16. The petitioner who appeared for the Entrance Test for the academic year 1996-97 was supplied with a wrong answer book and she wasted about 10 minutes on it. Then only she was supplied with the correct answer book. The claim of the petitioner is that her case has to be considered on the basis of the questions answered in the available time, did not find favour with the High Court. On appeal, their Lordships of the Supreme Court in (supra) having held that the petitioner is entitled to be considered for admission on the basis of questions answered in the available time of 2 1/2 hours instead of 3 hours, as half an hour was wasted in the wrong supply of answer book replaced by correct one, granted the relief as hereunder:

'In the circumstances and to do complete justice, it is necessary to grant the relief that is sought in the appellant's writ petition and to direct that the appellantshall be considered for admission to a Medical College in the State of Andhra Pradesh in a seat from the quota of the, State of Andhra Pradesh for the academic year 1998-99 session upon the basis that she has secured 94.555% marks at the EAMCET.'

17. In another case reported in M. Sreedevi v. University of Medical Sciences, Andhra Pradesh and others, 2000 (7) Supreme 594, the High Court having observed that had the authorities concerned recommended the meritorious candidates from the Scheduled Caste, Scheduled Tribe and Backward Classes in the open category, the petitioner would have got selection as a reserved candidate and refused to grant admission to the petitioner, but awarded compensation. Their Lordships of the Supreme Court having reversed the judgment observed that the appellant cannot be made to suffer for the same and gave the following directions:

'The civil appeal is allowed. The judgment under appeal is set aside. The University and its Admission Committee shall consider the candidature of the appellant for admission to a Medical College within the province of the University from the quota of the State in the appropriate category for the academic year 2000-2001 on the basis of her merit'.

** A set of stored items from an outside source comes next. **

PR #1266, opened 2023-08-29
Location of pyodbc.pyi on install

keitherskine:
The stub file pyodbc.pyi needs special care when generating the wheel, to ensure it is placed in the "site-packages" directory on install.  The relevant setup.py code was reverted recently, so I have re-reverted it back.  Apparently, we also need to set "include package data" to False now (because it is defaulted to True when using pyproject.toml).

FYI, this code (or at least its equivalent) does not work in pyproject.toml, hence it must remain in setup.py for the time being.

Also, quick fix for MANIFEST.in.

### DIFF
--- a/MANIFEST.in
+++ b/MANIFEST.in
@@ -1,7 +1,6 @@
 include src/*.h
 include src/*.cpp
-include tests2/*
-include tests3/*
+include tests/*
 include README.*
 include LICENSE.txt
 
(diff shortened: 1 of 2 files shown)


mkleehammer:
Wow Python packaging is a mess (still!).  This is why people like cargo :)

Thanks for catching this.

PR #1269, opened 2023-08-30
Suggest to install unixodbc instead of build fails with TypeError expected 2 arguments got 0. 

Carreau:
It's not much, but I guess it could prevent a few minutes of googling.

### DIFF
--- a/setup.py
+++ b/setup.py
@@ -4,6 +4,7 @@ import sys, os, shlex, re
 from os.path import exists, join, isdir, relpath, expanduser
 from pathlib import Path
 from inspect import cleandoc
+from shutil import which
 
 from setuptools import setup
 from setuptools.extension import Extension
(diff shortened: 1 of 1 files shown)


Carreau:
See Error in https://github.com/mkleehammer/pyodbc/discussions/1263#discussioncomment-6865709,

keitherskine:
It would certainly be good if pyodbc checked for a driver manager, but we should probably check for iODBC as well, and I'm not sure about raising an exception rather than just outputting a warning.

mkleehammer:
Two things:

Suggesting conda could really confuse things.  I would use apt or nala on Ubuntu, RH uses something else, etc.

Second, do the binary wheels work with iODBC?  Do they embed the unixodbc lib or something?  I know we had to disable that until we got ARM runners or it would embed Intel libraries in the ARM binary wheels.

18. Keeping the directions given by the Supreme Court in the above cases, I am of the view that the petitioners have to be accommodated at least during the academic year 2000-2001, for which admissions are completed. The Government as well as the Convener shall approach the AICTE immediately. The Secretary, Technical Education is also directed to approach the AICTE forthwith without loss of time within 24 hours from the date of receipt of a copy of this order seeking permission to create supernumerary seats to the candidates andsave them from frustration. In the light of the observations made by this Court in this judgment, AICTE shall consider the request of the Government for creating the required number of supernumerary seats in the Chemical Engineering Course for the academic year 2000-2001 within one week from the date of receipt of a copy of the proposal from the Government. Simultaneously the Convener shall work out under which category the petitioners will get selection on the basis of ranking obtained by them and send provisional selection letters to the candidates as per the address given in their application.

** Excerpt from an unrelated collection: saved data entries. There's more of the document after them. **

Issue #1277, opened 2023-09-21
pyodbc uses odbc 3.x features instead of 3.8


jabbera:
When connection pooling is on in unixodbc there is a connection reset procedure that needs to be run: https://github.com/lurcher/unixODBC/blob/9b31cd228d01e768a7ad9126d5da8860f1ed72a9/DriverManager/SQLConnect.c#L3904 Not running this causes connections in the pool to be left tainted will all sorts of badness such as the following not being done:

```
It resets all error states and numbers (like @@error)
It stops all EC's (execution contexts) that are child threads of a parent EC executing a parallel query
It will wait for any outstanding I/O operations that is outstanding
It will free any held buffers on the server by the connection
It will unlock any buffer resources that are used by the connection
It will release all memory allocated owned by the connection
It will clear any work or temporary tables that are created by the connection
It will kill all global cursors owned by the connection
It will close any open SQL-XML handles that are open
It will delete any open SQL-XML related work tables
It will close all system tables
It will close all user tables
It will drop all temporary objects
It will abort open transactions
It will defect from a distributed transaction when enlisted
It will decrement the reference count for users in current database; which release shared database lock
It will free acquired locks
It will releases any handles that may have been acquired
It will reset all SET options to the default values
It will reset the @@rowcount value
It will reset the @@identity value
It will reset any session level trace options using dbcc traceon()
```

This feature is only enabled if the environment is set to 3.8 or higher.  In pyodbc it's hard coded to 3.X which doesn't include this vital behavior. https://github.com/mkleehammer/pyodbc/blob/ee0ad21e7ab00c4ab974f332ab0ce22bb7ad776d/src/pyodbcmodule.cpp#L299

I'm happy to author a PR to enable this if it's something you would be open to.

v-chojas:
Not all drivers support ODBC 3.8, but it does seem like a good idea to make this configurable.

jabbera:
I think each connection can have its own environment, which means its own odbc version. That seems like a major change versus allowing the default to be optionally 3.8.

Issue #48, opened 2015-05-14
with pyodbc.connect(cs_sql) as conn does not close connection after leaving the block


zyzhu2000:
with pyodbc.connect(cs_sql) as conn:
   pass
print conn

You will see that the connection is not closed.

mkleehammer:
It is not supposed to close the connection - it *commits* the connection at the end if no error was raised.  If an error was raised it will roll back.

However, there is zero reason to use a context manager in CPython once you understand how it works.  It uses reference counted garbage collection so:

```python
def func():
    cursor = connect(...).cursor()
    cursor.execute(...) // 1
    cursor.execute(...) // 2
    cursor.commit()     // 3
```

This is is just as good.  All Python objects are deleted when they go out of scope if there are no other references to them.  In this case i didn't keep a copy of the Connection around so the only reference is the Cursor.  When the function exists, either by completing or via an exception, the cursor will be deleted.  Since the cursor is the only reference to the connection, it will be deleted also.  Immediately - not "someday" like Java or Javascript.  When a connection is deleted, the connection is closed an any outstanding changes are rolled back.  (All DBs roll back uncommitted transactions but pyodbc will make a rollback call anyway.)  If the code made it past the `commit` (3), your changes are saved.  If (2) were to raise an exception, the changes from (1) will be rolled back immediately as the exception unwinds the stack.

AtomBaf:
HI mkleehammer

I disagree, the connection object should be closed after the with block. I think most of developers will think that way and the current pyodbc behaviour, they will let connections objects unclosed, thus leaving way to memory leaks.

You're right about the fact that the object memory will be cleanup after exit of a function, but if you're using the connection in another context (like a Jupyter notebook), all connection objects will stay forever. The only way to use pyodbc in this context is to use the try/except blocks, which is not very clean and don't use the [PEP343](https://www.python.org/dev/peps/pep-0343/) feature.

Thank you

keitherskine:
Also relevant: #43
It appears most python odbc modules treat context managers on connections as a way of managing commits rather than the connection itself.  I was surprised at this too.

PR #1278, opened 2023-09-21
Allow customization of default odbc version

jabbera:
Fixes https://github.com/mkleehammer/pyodbc/issues/1277

My cpp is VERY rusty. Let me know if there is a better solution for this.

### DIFF
--- a/src/pyodbcmodule.cpp
+++ b/src/pyodbcmodule.cpp
@@ -67,7 +67,13 @@ static char module_doc[] =
     "\n"
     "paramstyle\n"
     "  The string constant 'qmark' to indicate parameters are identified using\n"
-    "  question marks.";
+    "  question marks."
+    "\n"
+    "odbcversion\n"
+    "  The ODBC version number as a string, such as '3.X' for ODBC 3.X compatibility.\n"
+    "  This is a global (HENV) setting, so it can only be modified before the first\n"
+    "  connection is made. Use 3.8 if you are using unixodbc connection pooling and your\n"
+    "  drivers are all 3.8 compatible. The default is 3.X\n";
 
 PyObject* Error;
 PyObject* Warning;
@@ -296,7 +302,17 @@ static bool AllocateEnv()
         return false;
     }
 
-    if (!SQL_SUCCEEDED(SQLSetEnvAttr(henv, SQL_ATTR_ODBC_VERSION, (SQLPOINTER)SQL_OV_ODBC3, sizeof(int))))
+    SQLPOINTER defaultVersion = (SQLPOINTER)SQL_OV_ODBC3;
+    PyObject* odbcversion = PyObject_GetAttrString(pModule, "odbcversion");
+    if (PyObject_TypeCheck(odbcversion, &PyUnicode_Type)) {
+        if (PyUnicode_CompareWithASCIIString(odbcversion, "3.8") == 0)
+        {
+            defaultVersion = (SQLPOINTER)SQL_OV_ODBC3_80;
+        }
+    }
+    Py_DECREF(odbcversion);
+    
+    if (!SQL_SUCCEEDED(SQLSetEnvAttr(henv, SQL_ATTR_ODBC_VERSION, defaultVersion, sizeof(int))))
     {
         PyErr_SetString(PyExc_RuntimeError, "Unable to set SQL_ATTR_ODBC_VERSION attribute.");
         return false;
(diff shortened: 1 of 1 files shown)


jabbera:
Example code that fails with 
```
  File "/mnt/z/research_hub/work/test.py", line 21, in <module>
    connection.execute(table)
pyodbc.ProgrammingError: ('42S01', "[42S01] [Microsoft][ODBC Driver 17 for SQL Server][SQL Server]There is already an object named '#TemporaryTable' in the database. (2714) (SQLExecDirectW)")
```

without this PR and passes with it and 3.8 set.

```
import pyodbc
# pyodbc.odbcversion = "3.8" # Exception above is generated without this patch

table = """
CREATE TABLE #TemporaryTable
(
    Col1 int,
    Col2 varchar(10)
);
"""

with pyodbc.connect(connection_string) as connection:
    connection.execute(table)

with pyodbc.connect(connection_string) as connection:
    connection.execute(table)

with pyodbc.connect(connection_string) as connection:
    connection.execute(table)

with pyodbc.connect(connection_string) as connection:
    connection.execute(table)

with pyodbc.connect(connection_string) as connection:
    connection.execute(table)
```

gordthompson:
What I notice about the repro code is that it seems to assume that pyodbc explicitly closes a connection created by a context manager. That is not the case, ref: https://github.com/mkleehammer/pyodbc/issues/48

While I can reproduce the error using the original repro code (with pyodbc 4.0.39), changing it to

```python
table = """
CREATE TABLE #TemporaryTable
(
    Col1 int,
    Col2 varchar(10)
);
"""

connection = pyodbc.connect(connection_string)
connection.execute(table)
connection.close()

connection = pyodbc.connect(connection_string)
connection.execute(table)
connection.close()

connection = pyodbc.connect(connection_string)
connection.execute(table)
connection.close()

connection = pyodbc.connect(connection_string)
connection.execute(table)
connection.close()

connection = pyodbc.connect(connection_string)
connection.execute(table)
connection.close()
```

does not reproduce the error. The difference is that the original repro code results in the `SQLEndTran` call being immediately followed by a `SQLAllocHandle` call for the "new" connection

```
[ODBC][8739][1696267076.950987][SQLEndTran.c][566]
        Exit:[SQL_SUCCESS]
[ODBC][8739][1696267076.951042][SQLAllocHandle.c][395]
        Entry:
            Handle Type = 2
            Input Handle = 0x141da00
        UNICODE Using encoding ASCII 'UTF-8' and UNICODE 'UTF16LE'
```

while explicitly closing the connection adds `SQLDisconnect` and `SQLFreeHandle` calls prior to the new `SQLAllocHandle`

```
[ODBC][9042][1696267851.430281][SQLEndTran.c][566]
        Exit:[SQL_SUCCESS]
[ODBC][9042][1696267851.430313][SQLDisconnect.c][208]
        Entry:
            Connection = 0x10a9d00
[ODBC][9042][1696267851.430344][SQLDisconnect.c][302]
        Exit:[SQL_SUCCESS]
[ODBC][9042][1696267851.430374][SQLFreeHandle.c][290]
        Entry:
            Handle Type = 2
            Input Handle = 0x10a9d00
[ODBC][9042][1696267851.430408][SQLFreeHandle.c][339]
        Exit:[SQL_SUCCESS]
[ODBC][9042][1696267851.430458][SQLAllocHandle.c][395]
        Entry:
            Handle Type = 2
            Input Handle = 0x114c0d0
        UNICODE Using encoding ASCII 'UTF-8' and UNICODE 'UTF16LE'
```

I also notice that the original repro code fails on the third context manager, not the second, which makes me suspect that "closing" a connection by clobbering the existing `connection` variable with another `.connect()` call might not behave as one might assume.

TL;DR - I'm just a bit confused. Perhaps @v-chojas might have some insights on this.

jabbera:
I'll certainly wait on the expert to comment but I'll add my 2c here also. Even if the particular issue demoed can be resolved by using the connection correctly I'd think we would want the ability for the connection to be reset when it gets added back into the pool which only happens with 3.8. Some of the items it does are not covered by the endtran call. Additionally if a connection leaks (not calling close) accidentally you won't end up with a dirty connection. 

Also, while I demoed this issue using pyodbc directly I stumbled across it using sqlalchemy with the nullpool because we prefer unixodbc pooling. I would be shocked if they were missing the close call, but I'll dig into it.

jabbera:
@gordthompson now I'm really confused. With 4.0.39 this produces the error even though the connection is being closed:

```
with pyodbc.connect(connection_string) as connection:
    connection.execute(table)
connection.close()

with pyodbc.connect(connection_string) as connection:
    connection.execute(table)
connection.close()

with pyodbc.connect(connection_string) as connection:
    connection.execute(table)
connection.close()

with pyodbc.connect(connection_string) as connection:
    connection.execute(table)
connection.close()

with pyodbc.connect(connection_string) as connection:
    connection.execute(table)
connection.close()

```

jabbera:
@gordthompson I think you have a bug in your test case. Because autocommit is not enabled close in your case rolls back the transaction that creates the temporary table. If you turn on autocommit or add a commit statement the bug reproduces fine:

```
for i in range(20):
    connection = pyodbc.connect(connection_string)
    connection.execute(table)
    connection.commit()
    connection.close()
```

gordthompson (commented):
Looks good to me.

mkleehammer:
Thanks.  In the future, we might want to add an error message if the user tries something unsupported like "3.9".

19. I feel it appropriate to mention here the other contentions raised by the learned Counsel for the petitioners that even as per the Presidential Orders, the students have to be treated as they belong to their respective local areas as they underwent practical training for a period of one year in their local areas to which they belong out of the study period of 3 1/2 years.

20. The writ petitions are accordingly allowed. No costs.